Considerada uma das mais relevantes artistas dos quadrinhos franceses nos últimos 50 anos, Chantal Montellier foi descoberta pelos leitores e leitoras brasileiros recentemente, por conta da coletânea Social Fiction (Comix Zone), lançada no ano de 2022. De lá para cá, veio ainda Bruxas, Minhas Irmãs (Veneta, 2023). Antes, o público só apreciou a sua narrativa visual em O Processo (Veneta, 2014), adaptação do famosos livro homônimo de Franz Kafka, pelo roteirista David Zane Mairowitz.
Em Odile e os Crocodilos (Comix Zone), a mais recente publicação da quadrinista francesa por aqui, o tom é de uma “fábula sem moral” sobre o tema do estupro, em que a personagem principal se transforma em um “anjo exterminador” contra a submissão da mulher.
“Odile é um pouco minha musa, ‘a agente incondicional que realmente vai pôr um fim ao reino dos Crocodilos’, como escreveu Thierry Smolderen num artigo dedicado a este álbum”, apontou a autora, no prefácio da história em quadrinhos.
Marcada pelo seu engajamento político e por uma denúncia radical de todas as formas de violência e opressão, Chantal Montellier ainda é um exemplo de como o ofício de artista é de alto risco, mesmo nos dias atuais. “Alguns álbuns, como Odile e os Crocodilos e Blues ou Les Rêves du Fou [“Os sonhos do louco”, em tradução livre], me custaram muito caro e me renderam muitas agressões.
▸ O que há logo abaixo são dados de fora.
PR #358, opened 2017-03-15
Fix floating sections

AntonioND:
This is needed so that rgblink doesn't move them around after modifying
it's placement algorithm.


Sanqui:
Builds and matches under both rgbds 0.2.4 and master.

I'll accept this pull request over #357 because it also fixes VRAM and has lowercase hex (even though there isn't really a style guide).

Thank you!

PR #360, opened 2017-03-25
Implement a linkerscript (for rgbds 0.3.0 compatibility)

Ben10do:
A parallel to @AntonioND's pret/pokered#147. Again, this relies on rednex/rgbds#140, so wait until that's merged before merging this PR.

This linkerscript will sequentially allocate all the sections that were previously not fixed. This allows such sections to remain in place relative to each other, regardless of if their size is changed (e.g. by mods).

At present, any bank constants are included as comments next to the bank number (e.g. `ROMX $10 ; EVOS_ATTACKS`), and each section has a comment with its intended location in the ROM. If this is unhelpful, I'm happy to change this.

Only the minimum necessary ORGs are included. The need for these may be removed in the future by including more sections in the script.

As part of this change, I had to rename the “Audio” section in WRAM0 to “WRAM Audio“ (similar to some SRAM sections), as [there were conflicts](https://github.com/rednex/rgbds/pull/140#issuecomment-289124609) with the identically-named ROMX section.


Ben10do:
rednex/rgbds#140 has now been merged, and this linkerscript works correctly as of rgbds' master, producing the correct checksum. Feel free to look into suggesting improvements to and/or merging this PR.

NieDzejkob:
You need to change the rgbds version in `.travis.yml` to make it pass the checks ;)

Ben10do:
Good point, seeing as rgbds 0.3 has been out for a while – I shall rectify this now.

NieDzejkob:
ResidentSleeper

yenatch:
Is there a way to detect whether rgbds is 0.3.0 or higher?

AntonioND:
As far as I know, there is no direct way. The only way is to try to assemble a file with something only available in 0.3.0 (like the keyword ALIGN) and see if it returns error or not. I think that there were version strings in the command line help at some point but they were removed.

yenatch:
I supposed you could just check the usage for `-l`.

Ben10do:
I can't think of a way off the top of my head that isn't hacky, I'm afraid.

Here are a few more telltales I can think of:
- **Post-compile, pre-link:** Object files made by rgbasm 0.3.0 start with `RGB3`, and for later versions, `RGB4`. Previous versions will use `RGB0`-`RGB2`.
- **Pre-compile:** I know that OAM Sections were also added in rgbds 0.3.0, so you could detect if compilation succeeds with a file using such a section. You could also use ALIGNed sections (as per @AntonioND's suggestion), or see if WARN causes compilation to fail.
- **Mid-compile:** Check if the BANK of a label in HRAM is 0. However, as this was previously undefined, this would be *really* hacky, and could potentially result in some false positives.

And yes, of course, checking the usage for `-l` would be another method.

AntonioND:
Yeah, that's another option. Still very hacky.

yenatch:
#389

Thanks for your work on this feature.

Ben10do:
No problem, glad this has been sorted!

PR #365, opened 2017-06-09
Improvements to the tools and their Makefile

Ben10do:
This PR contains a number of tool-related changes:

- Make the tools implicitly when making the ROM
- Add a `clean` target to the tools Makefile
- Run said `clean` when cleaning the pokecrystal directory
- Add a `.gitignore` for the compiled tools
- Remove the `make tools` step in the installation instructions
- Fix warnings about assignments in 'if' statements (as produced by Clang)


yenatch:
202cea9 and by extension cf39024 do not work with `make -j`.

Ben10do:
So it doesn't… Forgive my lack of experience with parallelising Makefiles 😛

I'll add an extra commit with your cheat, if that makes `make -j` work properly.

yenatch:
Actually, I was wrong. That always evaluates it. You would have to use `=` and evaluate it in a recipe, which is too hacky for my liking.

Ben10do:
Fair enough; in which case, I won't add an extra commit with that cheat…

yenatch:
I think this is a reasonable compromise:

```make
ifeq ($(MAKECMDGOALS),)
_ := $(shell make -C tools)
endif
```

yenatch:
Ok, forget that.

```make
ifneq ($(MAKECMDGOALS),clean)
ifneq ($(MAKECMDGOALS),tools)
Makefile: tools
endif
endif
```

Only caveat is it has to go below the `all` rule, or it becomes the default target.

Ben10do:
OK, I'll give this a try.

PR #367, opened 2017-06-13
Missing a dependency

SkyrisBactera:
Without libpng-dev, sudo make install causes:
In file included from src/gfx/gb.c:20:0:
include/gfx/main.h:20:17: fatal error: png.h: No such file or directory
 #include <png.h>
                 ^
compilation terminated.
Makefile:90: recipe for target 'src/gfx/gb.o' failed
make: *** [src/gfx/gb.o] Error 1


yenatch:
Thanks.

PR #1108, opened 2024-01-28
Add defintion for OAM y-Coordinate offscreen value

vulcandth:
Reference: https://gbdev.io/pandocs/OAM.html#byte-0--y-position

Essentially, a y-coord of 160 is the screen's height (144) plus the height of a 8x16 sprite (2 tiles).


mid-kid:
I'd honestly rather a new constant for this, the math isn't really obvious

vulcandth:
> I'd honestly rather a new constant for this, the math isn't really obvious (OAM\_YCOORD\_DISABLED or similar, please think of a better name than this)

Why come up with a better name when you have a perfectly terrible name right here. LOL

Rangi42:
`OAM_YCOORD_HIDDEN`? Since they're not disabled, just off-screen.

PR #1115, opened 2024-03-16
Add more assert cases in the codebase

Idain:


Rangi42:
Neat, want to do a couple dozen more? `git grep -E '(inc|dec) [abcdehl] ; [A-Z0-9_]+$'` :)

Also, similar `assert`s have gone *before* the relevant line, which here is the `inc a`. Examples:

```asm
	assert PokemonPicPointers == UnownPicPointers
	ld hl, PokemonPicPointers
```

```asm
	assert BUG_CONTEST_PLAYER == 1
	dec a
```

```asm
	assert LOW(SERIAL_LINK_BYTE_TIMEOUT) == 0
	xor a ; LOW(SERIAL_LINK_BYTE_TIMEOUT)
```

Idain:
Yeah, I can do it. Give me a few minutes.

Rangi42:
Thanks a lot!

Idain:
I found some cases triggered by a `; TRUE` comment. I don't think we need `assert TRUE == 1`, do we...?

Idain:
Also, there are a lot of cases for `wBattleMode` where it decreases, making the assumption `WILD_BATTLE == 1` and `TRAINER_BATTLE == 2` (around ~65 cases). Do I also have to add `assert`s for those as well?

Idain:
Have fun, @Rangi42. :)

mid-kid:
My biggest fear is excessive `assert`s cluttering the codebase.

One source of excessive asserts as exemplified by this PR is 0 and 1-index checks (and sets, i.e. `xor a`).

Do we *really* want this? Personally, I'd argue no. Most instances of this are trivial enums that won't be reordered (e.g. WILD_/TRAINER_BATTLE), or instances where the 0 value has a special meaning (e.g. LINK_NULL).

mid-kid:
Years ago we considered macros like `lda x` to pick between `ld a, x` and `xor a` depending on the value of `x`. IMO this is mildly more acceptable than the assert approach, but a hard sell in terms of readability.

Rangi42:
I'd be very against a `lda` macro, where it's not clear how many bytes or cycles it would take or what the effect on flags would be. In which case I'd rather just leave out some of the more trivial `assert`s.

mid-kid:
`lda` would ideally only be used in places where cycle count doesn't matter, but I digress. Not a relevant topic here.

> In particular, this is a lot of assert LINK_NULL == 0 and assert WILD_BATTLE == 1, which aren't even likely to change.

Exactly, I think the asserts are cluttery due to this.

Idain:
I can delete those asserts without problems.

Idain:
Feel free to check again. @Rangi42 @mid-kid

engine/battle/core.asm
```diff
@@ -3826,7 +3827,8 @@ TryToRunAwayFromBattle:
 	cp BATTLEACTION_FORFEIT
 	ld a, DRAW
 	jr z, .fled
-	dec a ; LOSE
+	assert LOSE + 1 == DRAW
+	dec a
```
vulcandth, line 3831: I doubt WIN/LOSE/DRAW will be reordered.. I would expect other issues if someone tried.

vulcandth (commented):
I am all for asserts, but not for every little thing. I think most of these that are left are fine. Basically we want to leave it to instances where people are likely to change, and likely to miss something when doing so.

engine/battle/core.asm
Rangi42: Also since this operation is `dec`, I think `assert DRAW - 1 == LOSE` would be more obviously related if we even keep this `assert`. (This is the only place it occurs, so I think it's fine to have one.)

engine/battle_anims/functions.asm
```diff
@@ -1844,8 +1844,10 @@ BattleAnimFunc_Wrap:
 	ld hl, BATTLEANIMSTRUCT_FRAMESET_ID
 	add hl, bc
 	ld a, [hl]
-	inc a ; BATTLE_ANIM_FRAMESET_BIND_2
-	      ; BATTLE_ANIM_FRAMESET_BIND_4
+	assert BATTLE_ANIM_FRAMESET_BIND_1 + 1 == BATTLE_ANIM_FRAMESET_BIND_2 \ 
+	&& BATTLE_ANIM_FRAMESET_BIND_2 + 1 == BATTLE_ANIM_FRAMESET_BIND_3 \
+	&& BATTLE_ANIM_FRAMESET_BIND_3 + 1 == BATTLE_ANIM_FRAMESET_BIND_4
```
Rangi42, line 1849: We have very few `\` line continuations, but they are indented afterwards.
```suggestion
	assert BATTLE_ANIM_FRAMESET_BIND_1 + 1 == BATTLE_ANIM_FRAMESET_BIND_2 \ 
		&& BATTLE_ANIM_FRAMESET_BIND_2 + 1 == BATTLE_ANIM_FRAMESET_BIND_3 \
		&& BATTLE_ANIM_FRAMESET_BIND_3 + 1 == BATTLE_ANIM_FRAMESET_BIND_4
```

engine/battle_anims/functions.asm
```diff
@@ -2528,15 +2531,16 @@ BattleAnimFunc_Dizzy:
...
+	inc a
 	jr .got_frameset
 
 .not_flipped
 	ld hl, BATTLEANIMSTRUCT_VAR1
 	add hl, bc
-	ld a, [hl] ; BATTLE_ANIM_FRAMESET_61
-	           ; BATTLE_ANIM_FRAMESET_9C
+	ld a, [hl] ; BATTLE_ANIM_FRAMESET_CHICK_1
+	           ; BATTLE_ANIM_FRAMESET_IMP
```
Rangi42, line 2543:
```suggestion
	ld a, [hl] ; BATTLE_ANIM_FRAMESET_CHICK_1 or BATTLE_ANIM_FRAMESET_IMP
```

engine/battle/core.asm
Idain: You have a point.

Idain:
So, what's your verdict? @Rangi42 @vulcandth

engine/battle_anims/functions.asm
```diff
@@ -1244,7 +1244,9 @@ BattleAnimFunc_Sing:
 	ld hl, BATTLEANIMSTRUCT_PARAM
 	add hl, bc
 	ld a, BATTLE_ANIM_FRAMESET_MUSIC_NOTE_1
-	add [hl] ; BATTLE_ANIM_FRAMESET_MUSIC_NOTE_2 BATTLE_ANIM_FRAMESET_MUSIC_NOTE_3
+	assert BATTLE_ANIM_FRAMESET_MUSIC_NOTE_1 + 1 == BATTLE_ANIM_FRAMESET_MUSIC_NOTE_2 \
+		&& BATTLE_ANIM_FRAMESET_MUSIC_NOTE_2 + 1 == BATTLE_ANIM_FRAMESET_MUSIC_NOTE_3
```
Rangi42, line 1248:
```suggestion
	assert BATTLE_ANIM_FRAMESET_MUSIC_NOTE_1 + 1 == BATTLE_ANIM_FRAMESET_MUSIC_NOTE_2
	assert BATTLE_ANIM_FRAMESET_MUSIC_NOTE_2 + 1 == BATTLE_ANIM_FRAMESET_MUSIC_NOTE_3
```

Rangi42 (approved):
Thank you!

O que é paradoxal é que eu quase não me deparo mais com uma crítica negativa sobre meu trabalho, quando passeio pela internet. Sempre me consideram uma autora maior, uma pioneira. Mas, em instituições como o Festival de Angoulême, nunca tive direito a uma exposição. Mesmo não correndo atrás, acho injusto com relação a outros que tiveram direito a honras, aos holofotes, a alguma forma de reconhecimento”, contou ela em uma entrevista publicada na Métal Hurlant Hors-série: Ah!Nana, em outubro de 2023, que está reproduzida, na íntegra, na edição brasileira.
Montellier iniciou a sua carreira nas artes plásticas, como professora e pintora, e chegou a expor no Grand Palais de Paris, em 1972. Nesse mesmo ano, estreou como quadrinista em publicações de esquerda. Também publicou na grande imprensa, em jornais e revistas como Le Monde e L’Express, e foi uma das estrelas de revistas em quadrinhos célebres como (À Suivre), Charlie Mensuel e Métal Hurlant. Foi também uma das principais colaboradoras da revista feminista Ah!Nana.
Em suma, uma artista que é necessária para o nosso cenário atual, principalmente para ir de frente às ideias de que “meu gibizinho não precisa ter política”, pensamento vigente para os leitores com “viseira de burro” que só olham para cima, querendo avistar as capas multicoloridas de seus super-heróis favoritos.
Nada contra apreciar esse gênero, mas devemos também visar as preocupações sociais de nosso tempo e a denúncia radical de todas as formas de violência e opressão, características e marcas registradas nas obras da madame Montellier.
*Coluna publicada originalmente na edição impressa do dia 11 de dezembro de 2024.